Queens Chronicle - School System Overlooking Special-Ed Pupils: Gotbaum

Queens Chronicle - School System Overlooking Special-Ed Pupils: Gotbaum:

While the majority of city students were returning for their second week of school last Monday, many disabled children were still at home, waiting to find out where they were supposed to go to class.

Now, three weeks into the new academic calendar, the city remains unaccessible to parents calling for help with their special-needs students, asserted Public Advocate Betsy Gotbaum in a report last week.


After conducting a brief survey the week before school started, Gotbaum’s office found that about half of the calls made by investigators to the Committees on Special Education went unreturned or unanswered.

Twenty-two of their 45 calls to the city’s 15 special education offices resulted in non-working phones or unreturned messages, she said. In Queens, investigators could not reach a representative in the committees’ Jamaica and Ozone Park offices — which, together, oversee five districts.

A spokeswoman for the Department of Education said last Friday that “the problem has been solved,” assuring that all committee phone numbers had been updated on the agency’s Web site. She did not respond to a request for follow-up comments.

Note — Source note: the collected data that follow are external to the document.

PR #3511, opened 2026-09-08
fix(mtp): fail closed on processor contract violations

jonathan308:
## Summary

This is the positioned-MTP processor-contract split requested in #3327.

`MTPProcessingSampler` previously logged a warning and silently fell back to the base sampler when positions, row counts, checkpoints, or contiguity violated the positioned-processing contract. That fallback bypassed request logits processors for the affected token and the remainder of the request.

The sampler now raises a dedicated `MTPProcessorContractError` immediately and remains failed closed on subsequent calls. Requests with no processors retain the existing direct base-sampler path.

## Scope

- No EOS masking.
- No thinking-output reclassification.
- No changes to valid positioned MTP sampling, snapshots, rewind, or accepted-token accounting.
- Only malformed/incompatible processor contracts change from unprocessed sampling to an explicit error.

## Validation

Python 3.13: **78 passed** across positioned MTP processing, VLM MTP, proxy routing, rollback, and fallback coverage.

### DIFF
--- a/omlx/speculative/processing_sampler.py
+++ b/omlx/speculative/processing_sampler.py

Gotbaum says this lack of communication has become all too typical for some parents. “The start of school is always a hectic time for families,” she said. “But the DOE is making things more stressful by failing to do the very basics, such as picking up their phone.

“The bottom line: Queens parents need access and answers, not the run-around.”

Middle Village mom Elizabeth Sager agrees. Her physically-impaired son went more than a week without class this year while local officials scrambled to find an appropriate placement for him.

Earlier in the summer, the same officials had told Sager that her 6-year-old son, who is partially paralyzed, would enter first grade at a new site this fall, after he had struggled to learn in another larger, integrated classroom the previous year.

But in late August, Sager learned that there would be no room for him in the new program. Furious, she drove to her district office in Long Island City, only to find a waiting room full of other angry parents.

Schools officials later sent Sager home with a new phone number — which she says she called every two days until finally getting notice that her son would be starting school at a new location last Wednesday.

“It’s rough trying to get information,” she said. “They (the special education committees) don’t answer phones, and when you get the voice machine, it’s full, so you just keep getting bounced around the system.

“I’m glad my son finally ended up in the right place, but no parent should have to deal with that kind of frustration.”

According to the most recent Mayor’s Management Report, there are 180,890 children in New York City receiving special education services. More than 147,000 of those students are taught in the city’s public school system.